How do I detect and troubleshoot ReadProvisionedThroughputExceeded exceptions in Kinesis Data Streams?
5 minute read
I encounter a ReadProvisionedThroughputExceeded error in Amazon Kinesis Data Streams, and I don't know why this is happening.
The ReadProvisionedThroughputExceeded error occurs when Kinesis Data Streams throttle GetRecords calls over a duration of time.
If the following quotas are exceeded, then your Amazon Kinesis data stream can be throttled:
Each shard supports up to five read transactions per second, or five GetRecords calls per second for each shard.
Each shard supports a maximum read rate of 2 MiB per second.
GetRecords retrieves up to 10 MiB of data per call from a single shard and up to 10,000 records per call. If a call to GetRecords returns 10 MiB of data, then subsequent calls that are made within the next 5 seconds result in an error.
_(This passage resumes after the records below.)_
PR #920, opened 2026-04-13
refactor: remove *SortedMulti variants from DescriptorType

### LINKED ISSUE #919: Delete DescriptorType::ShWshSortedMulti
In a65deea53871b032a8490e238f4b5f15679170cb:

As a followup let's maybe delete this from `DescriptorType` since it's no longer a distinct kind of descriptor. But let's not do it here since it'd be an API-breaking change and I'm not certain that we want to do it.

_Originally posted by @apoelstra in https://github.com/rust-bitcoin/rust-miniscript/pull/915#discussion_r3065501966_

trevarj:
After 01d25c1, these variants no longer serve a purpose since descriptors
containing sortedmulti are not handled as a distinct type, but as an underlying
Miniscript.

Closes #919

### DIFF
--- a/bitcoind-tests/tests/test_desc.rs
+++ b/bitcoind-tests/tests/test_desc.rs
@@ -501,10 +501,7 @@ fn test_plan_satisfy(
     let sighash_type = sighash::EcdsaSighashType::All;
     let desc_type = derived_desc.desc_type();
     let sighash_msg = match desc_type {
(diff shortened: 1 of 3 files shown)


apoelstra (approved):
ACK ce18ba2e989f207677cb0c3eafc2c73c2ab10965; successfully ran local tests

PR #921, opened 2026-04-13
fix: add sorting to satisfy_helper for sortedmulti

trevarj:
This logic was done in sortedmulti_a but accidentally overlooked when
refactoring sortedmulti.

Wrote a test that proves two differently ordered sortedmulti descriptors produce
the same witness.

Found by Andrew in https://github.com/rust-bitcoin/rust-miniscript/pull/915#discussion_r3073591603


apoelstra (approved):
ACK 3f20a6903799e1cc37d6ac6fd982d637657296f8; successfully ran local tests

PR #932, opened 2026-04-28
wallet_policy: fix set_key_info silently dropping keys for repeated placeholders

sanket1729:
`set_key_info()` counted key-expression occurrences instead of unique placeholder indices. A template reusing `@0` with disjoint paths (e.g. `@0/**,@0/<2;3>/*`) would accept extra keys that are silently dropped during descriptor translation. Fix by counting unique placeholder indices via `BTreeSet`.

I'm not super familiar with wallet_policy/BIP-388, but this looks like a bug to me. Credit to jmeccom for reporting this.

### DIFF
--- a/src/descriptor/wallet_policy/mod.rs
+++ b/src/descriptor/wallet_policy/mod.rs
@@ -379,4 +379,27 @@ mod tests {
         template_only.set_key_info(&keys).unwrap();
         assert!(template_only.clone().into_descriptor().is_ok());
     }
+
+    // Regression test for a bug where set_key_info() counted key-expression
+    // occurrences instead of unique placeholder indices. A template reusing @0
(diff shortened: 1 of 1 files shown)


trevarj (approved):
@sanket1729 thanks for fixing. I overlooked this when doing the implementation - it is in the BIP:

> A KI (key index) @i for some number i represents the i-th key in the vector of key information items (which must be of size at least i + 1, or the wallet policy is invalid).

ACK 1f655a91a44561914e19028d39a91b4dc950dc7c

apoelstra:
Oo, good catch.

apoelstra (approved):
ACK 1f655a91a44561914e19028d39a91b4dc950dc7c; successfully ran local tests

PR #221, opened 2018-10-15
Print a warning when a YAML document has a float-like string value

kirbyfan64:
This has personally happened to me a few different times, causing quite a bit of confusion!


alexlarsson:
@rh-atomic-bot r+

Issue #247, opened 2018-12-27
Questions re .pyc cleanup step


lazka:
## Linux distribution and version

Debian sid

## Flatpak-builder version

flatpak-builder 1.0.1

## Description of the problem

As things are now flatpak-builder removes all .pyc files that get created during the build with distutils/setuptools. Example: https://flathub.org/builds/#/builders/16/builds/721/steps/5/logs/stdio
Looking at the code it looks like it shouldn't, but it also hardcodes the mtime to bytes 4-8 in fixup_python_time_stamp() which is no longer the case with Python 3.7, so not sure.

A related issue for the fdo-sdk is discussed here: https://gitlab.com/freedesktop-sdk/freedesktop-sdk/issues/554 where the stdlib .pyc files have a wrong mtime. The current consensus there is to move Python to hash based verification (instead of mtime) by default which is supported since Python 3.7.

So, assuming this gets solved in the fdo-sdk, and the current broken state of the pyc cleanup code I'm wondering if it shouldn't be removed.

In case someone wonders why having this working would be useful: For Quod Libet having .pyc for its own source files (excluding stdlib) saves 500ms on start.

nanonyme:
I don't think it in general can be removed but it would be nice if we could gradually deprecate and kill the functionality through opt-out. FD.o 1.6 has Python 2 in Platform, FD.o 18.08 and derivatives has Python 2 only in SDK and FD.o 19.08 will not have Python 2 at all.

nanonyme:
Note that flatpak-builder should most likely set SOURCE_DATE_EPOCH to something reasonable so our Python 3.7 uses CHECKED_HASH bytecode by default.

nanonyme:
In runtime we're hardcoding it into a constant like this https://buildstream.gitlab.io/buildstream/format_project.html#builtin-defaults

nanonyme:
Magic byte contains Python version. It might be best if this entire logic was disabled on 3.7 and newer. Ping @alexlarsson

alexlarsson:
The mtime munging is definately needed on older versions, because ostree itself will modify the mtime of things, so the embedded mtimes will be wrong. However, if python changed we need to update this.

nanonyme:
@alexlarsson the core thing here is format changed and bytecode may or may not have timestamps at all so you can't simply write without parsing the header

alexlarsson:
Yeah, the code needs updating. But we can't just disable it.

nanonyme:
[...]

PR #255, opened 2019-01-11
Set SOURCE_DATE_EPOCH to the mtime of the manifest

alexlarsson:
This will help make reproducible builds.

As mentioned in https://github.com/flatpak/flatpak-builder/issues/247#issuecomment-450585337


alexlarsson:
@rh-atomic-bot r+

PR #256, opened 2019-01-14
post-process: Handle python 3.7 header formats

### LINKED ISSUE #247: Questions re .pyc cleanup step

alexlarsson:
Python 3.7 adds a flags field which modified the offset of the mtime,
as well as adds a new non-mtime based check mode.

Fixes #247

### DIFF
--- a/src/builder-post-process.c
+++ b/src/builder-post-process.c
@@ -112,6 +112,9 @@ invalidate_old_python_compiled (const char *path,
   return TRUE;
 }
 
+/* We need to read at least 12 bytes to get both magic + optional flags + mtime */
+#define PYTHON_HEADER_SIZE 12
+
 static gboolean
 fixup_python_time_stamp (const char *path,
                          const char *rel_path,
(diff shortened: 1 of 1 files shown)


alexlarsson:
@rh-atomic-bot r+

If you encounter a ReadProvisionedThroughputExceeded error, then complete one of the following tasks:
GetRecords.Bytes: The number of bytes that are retrieved from the data stream, measured over a specified time period.
GetRecords.Records: The number of records that are retrieved from the data stream over a specified time period.
ReadProvisionedThroughputExceeded: The number of GetRecords calls that are throttling in your data stream.
Set up your CloudWatch dashboard to display your statistics as a Sum with the time period set to 1 minute. Then, divide Sum by 60 seconds to get an average value.
For example, if use the GetRecords.Records metric value, then divide Sum by 60 seconds to calculate the average number of records sent per second. Then, check if the average value is less than the records sent per second for the limit that is set for your data stream. For more information about shard quotas, see Quotas and limits.
Note: Turn on the enhanced monitoring feature to make sure that the load is evenly distributed across all your shards.
You can also use the GetRecords.Records metric with the statistic viewed as a SampleCount and the time period set to 1 minute. Divide the SampleCount value by 60 seconds to calculate the average number of GetRecords calls made per second for each shard. If the average value is approximately five GetRecords calls per second and you get a ReadProvisionedThroughputExceeded error, then review your consumers and shard quotas. If the consumers don't exceed shard limits, then the ReadProvisionedThroughputExceeded error might be because your consumers are making more than five GetRecords calls per second.
Finally, check if there's a difference between the ReadProvisionedThroughputExceeded value of your shards. If the distribution of shards is uneven, or one shard receives more or less data than the other, then a distribution imbalance can occur. To resolve this shard distribution imbalance and avoid hot shards, use UUID as a partition key in the putRecords API call.
Identify a possible microburst
Although rare, metric values can be below shard quotas and cause a data stream to throttle during a read.
For example, a GetRecords.Bytes Sum:1min represents 10 MiB of data read for 1 minute. At 1 second, the GetRecords.Bytes call reads 2 MiB of data without any throttling. Then at 2 seconds, the GetRecords.Bytes call reads 8 MiB of data. At 3 seconds, there might not be any read operations or any throttling. Although the shard quota for the minute isn't reached (2MiB * 60 = 120MiB of data), you might receive a ReadProvisionedThroughputExceeded error. If you notice a sudden spike in the metric values, then look for the microburst that causes the ReadProvisionedThroughputExceeded exception.
Follow Kinesis Data Streams best practices
To mitigate ReadProvisionedThroughputExceeded exceptions, follow these best practices:
Reduce the size of the GetRecords requests. Configure the limit parameter, or reduce the frequency of GetRecords requests. Note: If the consumer is Amazon Kinesis Data Firehose, then the data stream adjusts to the frequency of the GetRecords calls that are made. If the consumer is an AWS Lambda function with event source mapping, then the stream is polled once every second. You can't modify the polling frequency. If the consumer is an Amazon Kinesis Client Library (KCL) application, then adjust the polling frequency. To adjust the polling frequency, modify the DEFAULT_IDLETIME_BETWEEN_READS_MILLIS parameter value in the KinesisClientLibConfiguration file. You can dynamically set this value in the code. For more information about how to modify this value in the KCL, see amazon-kinesis-client on the GitHub website.
Distribute read and write operations as evenly as possible across all the shards in Data Streams.
If your data stream uses more than five consumers, then use consumers with enhanced fan-out.
If you encounter ReadProvisionedThroughputExceeded exceptions, then use an error retry and exponential backoff mechanism in the consumer logic. For consumer applications that use an AWS SDK, the requests are retried by default.